### Work instructions:
The number of lines containing "Hello" is the only answer wanted; work it out from the entries below.

### Entries supplied:

Issue #1240, opened 2021-12-03
ScopeDSL.viewModel is returning singleton instance of all view models


crocsandcoffee:
**Describe the bug**

ScopeDSL.viewModel is returning singleton instance of all view models 

See the code snippet below  for reference: 

```
inline fun <reified T : ViewModel> ScopeDSL.viewModel(
    qualifier: Qualifier? = null,
    noinline definition: Definition<T>
): Pair<Module, InstanceFactory<T>> {
    return scoped(qualifier, definition)
}
```

`return scoped(qualifier, definition)` is wrong and should be replace with `return factory(qualifier, definition)`

**Expected behavior**
A new instance of the view model should be returned instead of a singleton instance (unless this is a shared view model instance on Activity that is being injected into Fragment)

**Koin project used and used version (please complete the following information):**
v3.1.4

arnaudgiuliani:
Hello @crocsandcoffee 

it's not an error here, as the scoped VM instance is regenerated from the ViewModelFactory. It can then survive to Activity.

crocsandcoffee:
> Hello @crocsandcoffee 
> 
> it's not an error here, as the scoped VM instance is regenerated from the ViewModelFactory. It can then survive to Activity.

Here's what happens, I'm in Activity A and I launch Activity B, which has this scoped view model injected. I call Activity B finish() and return to Activity A. I start Activity B again, and the _same scoped view model instance_ is injected, it should be a new view model instance when a new activity is created. @arnaudgiuliani

thadcodes:
@arnaudgiuliani I created an example app that shows the issue here: https://gist.github.com/thadcodes/0c0cc293be80ddff38ebe76f12f68fe3

It allows you to specify a scope ID and text to show on the next screen.  You will notice that if you change the text field for a second call without changing the scope ID it returns the old text instead of one from a new view model even though I'm calling a new activity with new parameters and would expect it to create a new view model.  If you change the scope ID to create a new scope it then changes it.  This makes it impossible to use with a scope that spans multiple activities. 

I can provide example uses if you are still not convinced it's a bug

thadcodes:
> @arnaudgiuliani I created an example app that shows the issue here: https://gist.github.com/thadcodes/0c0cc293be80ddff38ebe76f12f68fe3
> 
[...]

PR #1252, opened 2021-12-16
ViewModel in scope to use Factory Declaration (#1)

thadcodes:
Fix for #1240


vitkhudenko:
Should the fix also affect Unit tests?

thadcodes:
Sorry I meant to close this after a slack conversation with @arnaudgiuliani because he is going to make this change.   But short answer is yes probably but I can't run the unit tests at all locally due to maven repo issues so I wasn't able to run the tests

vitkhudenko:
@thadcodes, thanks for explaining.

PR #1253, opened 2021-12-17
Replace LifecycleObserver with DefaultLifecycleObserver

octa-one:
Minor change. It's better to use DefaultLifecycleObserver instead of OnLifecycleEvent annotation, because LifecycleObserver with annotations uses reflection for method calls. And DefaultLifecycleObserver uses the default interface methods that work in Kotlin on any Java version.
And also in the latest version of androidx.lifecycle, OnLifecycleEvent annotation is considered deprecated https://developer.android.com/jetpack/androidx/releases/lifecycle#2.4.0


baraaezz (approved):
I see this commit useful as its more generic in terms of lifecycle

arnaudgiuliani (approved):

### Result of the task:
2